Task directions> Retype the data below, every word of it, exactly.

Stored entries
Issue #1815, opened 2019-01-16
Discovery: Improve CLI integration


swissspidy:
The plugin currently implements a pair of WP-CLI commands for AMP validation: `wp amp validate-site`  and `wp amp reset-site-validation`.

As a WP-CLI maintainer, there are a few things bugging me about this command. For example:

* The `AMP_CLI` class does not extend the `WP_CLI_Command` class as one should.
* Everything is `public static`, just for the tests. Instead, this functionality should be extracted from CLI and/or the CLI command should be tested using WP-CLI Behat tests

Result of this task>
Issue #1815, opened 2019-01-16
Discovery: Improve CLI integration


swissspidy:
The plugin currently implements a pair of WP-CLI commands for AMP validation: `wp amp validate-site`  and `wp amp reset-site-validation`.

As a WP-CLI maintainer, there are a few things bugging me about this command. For example:

* The `AMP_CLI` class does not extend the `WP_CLI_Command` class as one should.
* Everything is `public static`, just for the tests. Instead, this functionality should be extracted from CLI and/or the CLI command should be tested using WP-CLI Behat tests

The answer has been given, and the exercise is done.